▸ EXERCISE
Repeat the lines from the line with "PR #405, opened 2017-02-20" to the line with "- adds functional tests for universal" in the listing below, keeping both end lines and adding nothing.

▸ EXCERPTED RECORDS

((

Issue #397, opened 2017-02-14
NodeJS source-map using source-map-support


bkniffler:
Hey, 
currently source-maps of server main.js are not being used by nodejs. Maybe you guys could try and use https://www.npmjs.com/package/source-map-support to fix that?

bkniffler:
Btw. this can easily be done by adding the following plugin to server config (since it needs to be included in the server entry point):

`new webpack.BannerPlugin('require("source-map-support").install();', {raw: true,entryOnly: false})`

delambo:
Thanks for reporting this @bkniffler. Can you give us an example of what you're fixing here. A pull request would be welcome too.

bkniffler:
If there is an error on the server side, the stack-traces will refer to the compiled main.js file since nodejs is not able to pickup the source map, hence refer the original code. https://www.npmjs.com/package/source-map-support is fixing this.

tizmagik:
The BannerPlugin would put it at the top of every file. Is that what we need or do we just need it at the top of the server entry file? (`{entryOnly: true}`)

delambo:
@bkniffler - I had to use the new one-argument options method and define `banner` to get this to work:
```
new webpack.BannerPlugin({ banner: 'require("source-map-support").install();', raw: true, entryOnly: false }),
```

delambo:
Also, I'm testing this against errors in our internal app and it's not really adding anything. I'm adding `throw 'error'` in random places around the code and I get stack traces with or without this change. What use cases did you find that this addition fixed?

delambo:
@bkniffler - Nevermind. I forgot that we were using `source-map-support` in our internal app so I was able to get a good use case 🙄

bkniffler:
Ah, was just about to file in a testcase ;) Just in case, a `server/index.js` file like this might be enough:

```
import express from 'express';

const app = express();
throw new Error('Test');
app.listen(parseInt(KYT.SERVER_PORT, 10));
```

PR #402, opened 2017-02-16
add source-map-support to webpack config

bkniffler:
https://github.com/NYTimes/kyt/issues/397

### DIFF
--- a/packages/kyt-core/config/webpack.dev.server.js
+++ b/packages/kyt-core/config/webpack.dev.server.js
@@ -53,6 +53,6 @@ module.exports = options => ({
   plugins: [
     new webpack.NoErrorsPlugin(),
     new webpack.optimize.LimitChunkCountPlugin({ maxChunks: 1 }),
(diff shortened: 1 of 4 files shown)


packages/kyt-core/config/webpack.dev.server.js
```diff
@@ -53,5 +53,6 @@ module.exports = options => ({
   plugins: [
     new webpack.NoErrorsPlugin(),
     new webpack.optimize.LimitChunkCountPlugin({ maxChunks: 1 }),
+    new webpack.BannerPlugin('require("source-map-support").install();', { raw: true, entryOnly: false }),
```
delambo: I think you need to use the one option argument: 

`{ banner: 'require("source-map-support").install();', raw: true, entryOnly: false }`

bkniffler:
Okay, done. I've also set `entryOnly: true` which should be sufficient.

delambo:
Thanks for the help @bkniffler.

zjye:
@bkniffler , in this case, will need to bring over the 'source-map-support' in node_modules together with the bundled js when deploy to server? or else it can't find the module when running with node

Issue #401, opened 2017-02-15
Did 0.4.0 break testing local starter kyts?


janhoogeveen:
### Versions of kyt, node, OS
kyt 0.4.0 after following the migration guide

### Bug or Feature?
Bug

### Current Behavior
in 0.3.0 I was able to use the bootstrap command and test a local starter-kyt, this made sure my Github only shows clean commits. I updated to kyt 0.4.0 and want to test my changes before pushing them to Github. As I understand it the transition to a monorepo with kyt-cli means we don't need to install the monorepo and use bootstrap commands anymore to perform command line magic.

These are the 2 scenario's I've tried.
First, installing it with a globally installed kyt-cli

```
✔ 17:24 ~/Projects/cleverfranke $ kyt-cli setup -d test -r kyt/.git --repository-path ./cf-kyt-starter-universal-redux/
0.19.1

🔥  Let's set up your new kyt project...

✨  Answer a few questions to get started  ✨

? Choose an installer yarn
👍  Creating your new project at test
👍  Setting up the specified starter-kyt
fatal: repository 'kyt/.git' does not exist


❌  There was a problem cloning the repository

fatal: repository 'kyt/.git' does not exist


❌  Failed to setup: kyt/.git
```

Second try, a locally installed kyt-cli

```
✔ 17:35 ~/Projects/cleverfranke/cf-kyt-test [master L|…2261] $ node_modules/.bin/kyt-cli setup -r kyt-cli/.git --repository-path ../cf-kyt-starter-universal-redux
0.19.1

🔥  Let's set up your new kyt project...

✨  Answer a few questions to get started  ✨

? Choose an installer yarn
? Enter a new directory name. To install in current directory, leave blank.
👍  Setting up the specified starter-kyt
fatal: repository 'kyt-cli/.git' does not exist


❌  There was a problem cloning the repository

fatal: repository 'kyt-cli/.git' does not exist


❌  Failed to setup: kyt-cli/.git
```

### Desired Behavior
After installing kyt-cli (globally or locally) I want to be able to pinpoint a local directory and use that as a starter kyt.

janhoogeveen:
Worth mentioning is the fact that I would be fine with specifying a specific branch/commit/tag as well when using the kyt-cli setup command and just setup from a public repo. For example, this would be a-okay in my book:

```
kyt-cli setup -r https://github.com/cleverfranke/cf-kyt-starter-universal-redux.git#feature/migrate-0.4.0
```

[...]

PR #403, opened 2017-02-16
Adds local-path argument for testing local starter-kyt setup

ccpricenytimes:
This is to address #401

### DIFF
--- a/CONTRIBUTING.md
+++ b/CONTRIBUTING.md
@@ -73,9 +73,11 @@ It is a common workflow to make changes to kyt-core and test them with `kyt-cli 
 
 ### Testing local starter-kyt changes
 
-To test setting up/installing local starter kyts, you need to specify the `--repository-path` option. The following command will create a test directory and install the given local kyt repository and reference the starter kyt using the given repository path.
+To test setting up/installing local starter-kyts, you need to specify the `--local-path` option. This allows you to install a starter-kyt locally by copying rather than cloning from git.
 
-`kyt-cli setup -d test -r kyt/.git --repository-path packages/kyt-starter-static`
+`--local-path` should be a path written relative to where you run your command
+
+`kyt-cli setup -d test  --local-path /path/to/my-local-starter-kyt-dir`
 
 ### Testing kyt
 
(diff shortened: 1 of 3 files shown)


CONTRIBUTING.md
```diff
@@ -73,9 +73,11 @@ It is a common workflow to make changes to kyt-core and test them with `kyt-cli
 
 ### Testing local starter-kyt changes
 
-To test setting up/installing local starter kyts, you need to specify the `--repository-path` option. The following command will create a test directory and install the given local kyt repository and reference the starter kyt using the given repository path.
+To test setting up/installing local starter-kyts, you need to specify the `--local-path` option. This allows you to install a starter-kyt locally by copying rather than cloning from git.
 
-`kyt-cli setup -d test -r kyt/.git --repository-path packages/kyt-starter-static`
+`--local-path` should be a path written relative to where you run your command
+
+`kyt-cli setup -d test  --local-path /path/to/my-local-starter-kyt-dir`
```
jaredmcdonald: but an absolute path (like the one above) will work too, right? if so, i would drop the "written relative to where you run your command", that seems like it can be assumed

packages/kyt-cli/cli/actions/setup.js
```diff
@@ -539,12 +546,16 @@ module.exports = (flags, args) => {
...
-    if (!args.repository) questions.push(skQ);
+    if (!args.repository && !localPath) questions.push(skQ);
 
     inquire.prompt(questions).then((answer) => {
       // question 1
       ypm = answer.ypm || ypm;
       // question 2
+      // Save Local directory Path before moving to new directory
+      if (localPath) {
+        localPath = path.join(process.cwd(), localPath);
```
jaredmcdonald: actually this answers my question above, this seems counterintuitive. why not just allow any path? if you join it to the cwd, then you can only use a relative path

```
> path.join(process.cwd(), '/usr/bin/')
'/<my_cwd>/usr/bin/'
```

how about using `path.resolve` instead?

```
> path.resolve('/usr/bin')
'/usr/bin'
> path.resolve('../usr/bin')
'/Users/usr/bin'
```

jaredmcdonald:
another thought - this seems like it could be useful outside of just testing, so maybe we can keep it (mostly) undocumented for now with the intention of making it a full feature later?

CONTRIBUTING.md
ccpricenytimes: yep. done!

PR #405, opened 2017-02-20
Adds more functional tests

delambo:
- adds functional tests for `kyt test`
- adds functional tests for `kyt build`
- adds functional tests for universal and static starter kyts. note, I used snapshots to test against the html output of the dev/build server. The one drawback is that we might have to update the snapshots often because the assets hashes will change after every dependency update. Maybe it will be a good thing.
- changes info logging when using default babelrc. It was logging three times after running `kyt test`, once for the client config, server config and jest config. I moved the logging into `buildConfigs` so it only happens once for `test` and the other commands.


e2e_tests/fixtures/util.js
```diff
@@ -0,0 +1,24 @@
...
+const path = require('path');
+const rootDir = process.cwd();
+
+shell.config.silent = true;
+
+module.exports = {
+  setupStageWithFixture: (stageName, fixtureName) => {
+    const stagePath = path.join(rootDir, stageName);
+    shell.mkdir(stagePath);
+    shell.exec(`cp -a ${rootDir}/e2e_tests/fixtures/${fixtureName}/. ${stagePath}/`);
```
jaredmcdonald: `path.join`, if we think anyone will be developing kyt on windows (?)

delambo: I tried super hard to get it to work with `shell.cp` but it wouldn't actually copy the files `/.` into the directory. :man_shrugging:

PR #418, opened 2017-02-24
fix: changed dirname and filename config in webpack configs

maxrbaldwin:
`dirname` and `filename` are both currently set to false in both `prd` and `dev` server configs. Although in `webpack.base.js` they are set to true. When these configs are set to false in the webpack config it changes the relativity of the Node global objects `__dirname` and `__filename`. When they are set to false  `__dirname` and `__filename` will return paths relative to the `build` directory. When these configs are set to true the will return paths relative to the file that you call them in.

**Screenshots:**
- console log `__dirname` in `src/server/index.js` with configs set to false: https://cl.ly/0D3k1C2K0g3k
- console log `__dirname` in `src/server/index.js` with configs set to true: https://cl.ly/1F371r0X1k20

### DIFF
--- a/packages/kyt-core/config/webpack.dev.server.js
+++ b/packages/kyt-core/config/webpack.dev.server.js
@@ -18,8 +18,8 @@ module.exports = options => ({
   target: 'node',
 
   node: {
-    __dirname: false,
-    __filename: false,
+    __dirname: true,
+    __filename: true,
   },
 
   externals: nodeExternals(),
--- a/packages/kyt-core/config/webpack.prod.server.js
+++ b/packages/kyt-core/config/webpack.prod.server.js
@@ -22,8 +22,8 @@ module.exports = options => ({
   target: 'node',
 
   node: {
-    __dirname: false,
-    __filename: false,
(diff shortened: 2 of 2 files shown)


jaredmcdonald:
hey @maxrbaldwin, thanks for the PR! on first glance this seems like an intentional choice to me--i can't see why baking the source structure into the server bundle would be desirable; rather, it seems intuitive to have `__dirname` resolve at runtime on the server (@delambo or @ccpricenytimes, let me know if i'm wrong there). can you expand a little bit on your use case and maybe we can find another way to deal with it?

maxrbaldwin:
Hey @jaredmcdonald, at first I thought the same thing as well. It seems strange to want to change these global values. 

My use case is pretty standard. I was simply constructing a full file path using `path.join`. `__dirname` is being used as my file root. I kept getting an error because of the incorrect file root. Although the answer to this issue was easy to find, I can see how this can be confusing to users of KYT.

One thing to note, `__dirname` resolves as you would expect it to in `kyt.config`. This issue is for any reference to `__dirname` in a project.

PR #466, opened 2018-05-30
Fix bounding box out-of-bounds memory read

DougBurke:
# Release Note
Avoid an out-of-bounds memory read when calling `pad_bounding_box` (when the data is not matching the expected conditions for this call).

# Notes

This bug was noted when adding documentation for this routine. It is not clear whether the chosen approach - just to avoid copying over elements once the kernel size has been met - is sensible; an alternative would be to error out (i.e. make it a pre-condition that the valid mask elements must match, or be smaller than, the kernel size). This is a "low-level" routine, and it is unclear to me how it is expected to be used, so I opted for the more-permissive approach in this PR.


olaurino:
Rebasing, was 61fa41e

))

▸ RESPONSE TO THIS EXERCISE
PR #405, opened 2017-02-20
Adds more functional tests

delambo:
- adds functional tests for `kyt test`
- adds functional tests for `kyt build`
- adds functional tests for universal and static starter kyts. note, I used snapshots to test against the html output of the dev/build server. The one drawback is that we might have to update the snapshots often because the assets hashes will change after every dependency update. Maybe it will be a good thing.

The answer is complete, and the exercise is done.